[Records from a collection]
Content starts

PR #490, opened 2021-08-20
Use get_object_or_404 in views

### LINKED ISSUE #486: "Asset matching query does not exist" errors pop up in the logs
which leads to

```
1365203836443738138     2021-08-20 02:39:41     2021-08-20 02:39:41     6519188732      dandi-api       54.235.113.36   Local7  Info    app/web.1       [02:39:41] ERROR    Internal Server Error: /api/assets/f841afd9-e9d9- log.py:224\n
1365203836443738139     2021-08-20 02:39:41     2021-08-20 02:39:41     6519188732      dandi-api       54.235.113.36   Local7  Info    app/web.1                           408c-95b2-a9d31543c635/download/                            \n
```

Since GC is not yet in place, I wonder how that could happen... the only things I thought of
- staging instance web ui managing to provide URLs to main instance, but it is not the case -- all good there, urls point to api-staging and that one redirects to staging bucket urls.  
- is a mix up between staging and main instances, but that asset uuid is not on staging either.  
- it is not tests since such errors aren't anyhow regular
- Sure thing could be a user just trying random UUIDs 

so should we just assume it was some user trying random UUIDs or there could be more to the story?

dchiquito:
This results in 404 errors instead of 500 errors when an object cannot
be found in the DB.

Fixes #486

### DIFF
--- a/dandiapi/api/views/asset.py
+++ b/dandiapi/api/views/asset.py
@@ -80,7 +80,7 @@ def _download_asset(asset: Asset):
 )
 @api_view(['GET', 'HEAD'])
 def asset_download_view(request, asset_id):
-    asset = Asset.objects.get(asset_id=asset_id)
+    asset = get_object_or_404(Asset, asset_id=asset_id)
     return _download_asset(asset)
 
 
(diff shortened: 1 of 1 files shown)


mvandenburgh (approved):

waxlamp (commented):
More "djangoic", excellent.

PR #492, opened 2021-08-20
Populate created date

### LINKED ISSUE #485: dandiset metadata dateCreated returns None
```python

with DandiAPIClient() as client:
    dandiset = next(client.get_dandisets())
    print(dandiset.created)
    metadata = dandiset.get_metadata()
    print(metadata.dateCreated)

2020-03-15 22:56:55.655000+00:00
None
```

dchiquito:
Fixes #485 

This also exposed a bug in our existing metadata dates. While we were correctly using UTC timestamps, there was no timezone info included (`+00:00`). Any metadata saved after this goes live will have the correct timezone info, but any existing metadata (i.e. any published dandisets) won't.
FYI @satra  @yarikoptic


yarikoptic:
what is "the correct timezone info"? I just assumed it was all in UTC as they had trailing `Z`
```
$> curl --silent https://api.dandiarchive.org/api/dandisets/000003/versions/ | jq -r '.results[] | "\(.created) \(.modified)"'
2020-03-15T22:56:55.655000Z 2021-08-12T14:48:45.203390Z
2021-08-12T14:48:45.032118Z 2021-08-12T14:48:45.186427Z
```
which is IMHO it is ok -- I do not care to see the time zone where server resides reflected there.

dchiquito:
When I was testing I noticed some cases where the `Z` was omitted, so I updated everything to explicitly use `+00:00`.

yarikoptic:
Attn @jwodder as it might have implications on dataladification and dandi-cli

PR #494, opened 2021-08-23
Consolidate DANDI_SCHEMA_VERSION

dchiquito:
Currently, we have the setting `DANDI_SCHEMA_VERSION` as an `environ_required`, which means that it must be specified as an environment variable during deployment, so the "real" schema version is updated in Terraform. This is not great, as several things in dandi-api could break if the schema changes.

Content ends

[Work item]: Copy each line above that contains the string "views".

[Task solution]:
Use get_object_or_404 in views
--- a/dandiapi/api/views/asset.py
+++ b/dandiapi/api/views/asset.py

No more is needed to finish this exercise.